● WHAT THIS TASK INVOLVES: The answer should be each line from the entries below that has the word "libaom" in it.

● RECORDS PROVIDED:
:::

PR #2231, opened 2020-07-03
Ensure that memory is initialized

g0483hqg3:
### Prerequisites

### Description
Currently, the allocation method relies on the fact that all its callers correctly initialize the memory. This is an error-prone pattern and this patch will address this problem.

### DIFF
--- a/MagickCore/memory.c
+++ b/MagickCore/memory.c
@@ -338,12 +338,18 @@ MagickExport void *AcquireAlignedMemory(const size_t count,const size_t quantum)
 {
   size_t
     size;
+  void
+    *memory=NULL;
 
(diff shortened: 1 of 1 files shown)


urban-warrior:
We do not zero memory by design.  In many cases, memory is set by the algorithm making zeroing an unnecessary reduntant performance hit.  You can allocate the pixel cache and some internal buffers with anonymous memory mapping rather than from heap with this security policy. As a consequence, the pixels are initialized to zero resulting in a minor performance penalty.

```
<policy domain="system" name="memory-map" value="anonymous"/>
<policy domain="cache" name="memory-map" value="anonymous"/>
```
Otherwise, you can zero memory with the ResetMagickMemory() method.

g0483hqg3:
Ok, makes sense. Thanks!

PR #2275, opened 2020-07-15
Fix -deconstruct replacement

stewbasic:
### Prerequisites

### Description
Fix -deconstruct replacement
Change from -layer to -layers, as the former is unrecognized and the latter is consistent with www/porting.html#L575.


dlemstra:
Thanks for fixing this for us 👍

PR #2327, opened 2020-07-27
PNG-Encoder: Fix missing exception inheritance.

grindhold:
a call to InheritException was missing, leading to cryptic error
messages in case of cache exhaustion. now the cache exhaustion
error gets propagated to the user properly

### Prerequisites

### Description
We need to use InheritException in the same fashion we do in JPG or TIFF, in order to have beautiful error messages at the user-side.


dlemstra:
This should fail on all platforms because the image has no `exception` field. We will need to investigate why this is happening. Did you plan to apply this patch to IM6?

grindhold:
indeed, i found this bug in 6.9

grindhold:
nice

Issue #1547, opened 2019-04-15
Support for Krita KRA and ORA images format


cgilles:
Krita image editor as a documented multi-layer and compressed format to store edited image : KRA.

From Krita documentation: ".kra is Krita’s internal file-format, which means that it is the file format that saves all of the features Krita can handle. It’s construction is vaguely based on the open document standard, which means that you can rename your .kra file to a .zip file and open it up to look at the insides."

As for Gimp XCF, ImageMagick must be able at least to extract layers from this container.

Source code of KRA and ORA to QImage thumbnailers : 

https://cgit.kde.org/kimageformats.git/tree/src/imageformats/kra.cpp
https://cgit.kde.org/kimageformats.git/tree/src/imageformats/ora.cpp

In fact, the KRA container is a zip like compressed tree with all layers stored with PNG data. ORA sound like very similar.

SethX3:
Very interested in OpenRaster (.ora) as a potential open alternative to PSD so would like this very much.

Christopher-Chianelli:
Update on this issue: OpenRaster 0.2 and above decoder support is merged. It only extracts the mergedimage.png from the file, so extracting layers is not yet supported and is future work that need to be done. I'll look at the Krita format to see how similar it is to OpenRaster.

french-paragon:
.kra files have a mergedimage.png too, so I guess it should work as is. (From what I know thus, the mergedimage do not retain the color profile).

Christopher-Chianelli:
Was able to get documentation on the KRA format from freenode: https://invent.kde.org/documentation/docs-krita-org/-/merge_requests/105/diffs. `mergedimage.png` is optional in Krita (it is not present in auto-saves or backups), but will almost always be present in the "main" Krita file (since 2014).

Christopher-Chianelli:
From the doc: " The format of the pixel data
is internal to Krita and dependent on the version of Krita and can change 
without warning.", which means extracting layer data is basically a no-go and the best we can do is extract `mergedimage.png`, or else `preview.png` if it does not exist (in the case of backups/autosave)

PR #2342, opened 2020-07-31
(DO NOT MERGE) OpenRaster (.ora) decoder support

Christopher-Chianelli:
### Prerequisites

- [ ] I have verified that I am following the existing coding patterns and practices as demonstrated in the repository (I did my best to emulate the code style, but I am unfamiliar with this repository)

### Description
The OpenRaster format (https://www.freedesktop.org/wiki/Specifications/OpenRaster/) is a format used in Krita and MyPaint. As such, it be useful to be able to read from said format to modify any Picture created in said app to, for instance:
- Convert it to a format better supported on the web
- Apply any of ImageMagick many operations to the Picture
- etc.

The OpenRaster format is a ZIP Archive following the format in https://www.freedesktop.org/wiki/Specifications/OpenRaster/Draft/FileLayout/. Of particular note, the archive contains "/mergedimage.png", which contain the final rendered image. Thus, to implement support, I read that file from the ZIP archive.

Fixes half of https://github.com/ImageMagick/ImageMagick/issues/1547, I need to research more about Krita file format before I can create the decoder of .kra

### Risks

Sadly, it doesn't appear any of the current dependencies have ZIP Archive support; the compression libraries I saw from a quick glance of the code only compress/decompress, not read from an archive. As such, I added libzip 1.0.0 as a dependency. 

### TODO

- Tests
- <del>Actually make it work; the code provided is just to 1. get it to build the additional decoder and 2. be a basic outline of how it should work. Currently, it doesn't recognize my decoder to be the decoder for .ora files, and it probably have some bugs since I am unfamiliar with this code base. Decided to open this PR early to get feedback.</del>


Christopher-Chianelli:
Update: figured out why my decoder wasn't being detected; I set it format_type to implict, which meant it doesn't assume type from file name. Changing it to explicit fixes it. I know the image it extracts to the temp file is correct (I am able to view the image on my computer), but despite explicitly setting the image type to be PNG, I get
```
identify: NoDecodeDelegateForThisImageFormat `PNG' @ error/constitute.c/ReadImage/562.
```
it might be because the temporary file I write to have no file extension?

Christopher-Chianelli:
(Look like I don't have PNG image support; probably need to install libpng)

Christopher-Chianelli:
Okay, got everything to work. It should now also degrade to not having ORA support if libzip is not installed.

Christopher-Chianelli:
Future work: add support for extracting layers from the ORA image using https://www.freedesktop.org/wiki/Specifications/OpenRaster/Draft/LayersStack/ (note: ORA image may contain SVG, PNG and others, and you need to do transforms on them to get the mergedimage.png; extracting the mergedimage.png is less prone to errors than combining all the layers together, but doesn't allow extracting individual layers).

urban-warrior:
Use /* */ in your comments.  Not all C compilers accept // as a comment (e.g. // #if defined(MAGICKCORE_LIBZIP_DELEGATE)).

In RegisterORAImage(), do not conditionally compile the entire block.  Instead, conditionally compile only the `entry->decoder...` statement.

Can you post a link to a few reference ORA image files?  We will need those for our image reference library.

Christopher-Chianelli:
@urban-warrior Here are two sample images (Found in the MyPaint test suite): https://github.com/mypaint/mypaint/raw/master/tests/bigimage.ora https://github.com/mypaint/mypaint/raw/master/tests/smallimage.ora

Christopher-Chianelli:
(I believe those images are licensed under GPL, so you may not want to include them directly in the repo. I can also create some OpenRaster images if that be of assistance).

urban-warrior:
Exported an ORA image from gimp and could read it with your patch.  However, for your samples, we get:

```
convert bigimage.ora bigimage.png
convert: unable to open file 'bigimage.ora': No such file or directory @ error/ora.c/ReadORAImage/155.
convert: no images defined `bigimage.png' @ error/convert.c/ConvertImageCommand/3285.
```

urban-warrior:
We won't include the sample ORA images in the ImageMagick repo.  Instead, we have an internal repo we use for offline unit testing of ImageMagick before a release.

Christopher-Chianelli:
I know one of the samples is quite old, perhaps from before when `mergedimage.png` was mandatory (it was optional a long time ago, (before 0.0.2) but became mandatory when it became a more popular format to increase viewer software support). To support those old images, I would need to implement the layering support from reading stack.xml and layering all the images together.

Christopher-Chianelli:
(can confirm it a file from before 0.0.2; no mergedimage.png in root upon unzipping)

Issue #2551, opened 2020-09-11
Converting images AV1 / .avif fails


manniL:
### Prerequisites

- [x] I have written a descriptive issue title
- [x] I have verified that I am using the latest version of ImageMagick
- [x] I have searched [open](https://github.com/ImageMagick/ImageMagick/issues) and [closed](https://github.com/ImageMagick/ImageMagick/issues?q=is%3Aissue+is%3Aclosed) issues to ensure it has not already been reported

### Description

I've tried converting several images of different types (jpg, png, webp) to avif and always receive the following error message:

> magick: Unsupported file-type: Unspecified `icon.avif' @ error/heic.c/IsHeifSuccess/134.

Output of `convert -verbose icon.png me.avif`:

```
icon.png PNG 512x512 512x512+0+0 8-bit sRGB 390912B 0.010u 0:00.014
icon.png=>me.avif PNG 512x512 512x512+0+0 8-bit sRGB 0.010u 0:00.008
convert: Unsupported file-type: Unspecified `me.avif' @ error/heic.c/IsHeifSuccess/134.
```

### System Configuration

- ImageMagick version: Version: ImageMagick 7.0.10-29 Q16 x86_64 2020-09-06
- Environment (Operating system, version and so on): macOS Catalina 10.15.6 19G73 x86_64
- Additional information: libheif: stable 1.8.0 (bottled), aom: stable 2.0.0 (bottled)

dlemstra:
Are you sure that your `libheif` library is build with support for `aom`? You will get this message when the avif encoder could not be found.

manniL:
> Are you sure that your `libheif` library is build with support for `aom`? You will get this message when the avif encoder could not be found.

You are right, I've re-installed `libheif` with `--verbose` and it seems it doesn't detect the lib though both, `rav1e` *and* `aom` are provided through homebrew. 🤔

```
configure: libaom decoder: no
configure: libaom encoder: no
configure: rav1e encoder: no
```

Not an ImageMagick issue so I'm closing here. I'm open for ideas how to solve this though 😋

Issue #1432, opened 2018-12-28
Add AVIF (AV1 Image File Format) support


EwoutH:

:::

● WRITTEN ANSWER:
configure: libaom decoder: no
configure: libaom encoder: no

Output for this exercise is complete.